---------- The input
PR #262, opened 2020-02-14
P4 950 async notification job

ngw:
PR reopened after revert


db/schema.rb
```diff
@@ -234,19 +232,6 @@
     t.integer "latest_nomis_booking_id"
   end
 
-  create_table "request_audits", id: :uuid, default: -> { "gen_random_uuid()" }, force: :cascade do |t|
```
starswan: Please don't remove tables from schema.rb

ngw: I obviously need to merge it again.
--------------------
*What is expected:* Repeat the records above in full, character for character.

*Answer to this task:*
PR #262, opened 2020-02-14
P4 950 async notification job

ngw:
PR reopened after revert


db/schema.rb
```diff
@@ -234,19 +232,6 @@
     t.integer "latest_nomis_booking_id"
   end
 
-  create_table "request_audits", id: :uuid, default: -> { "gen_random_uuid()" }, force: :cascade do |t|
```
starswan: Please don't remove tables from schema.rb

ngw: I obviously need to merge it again.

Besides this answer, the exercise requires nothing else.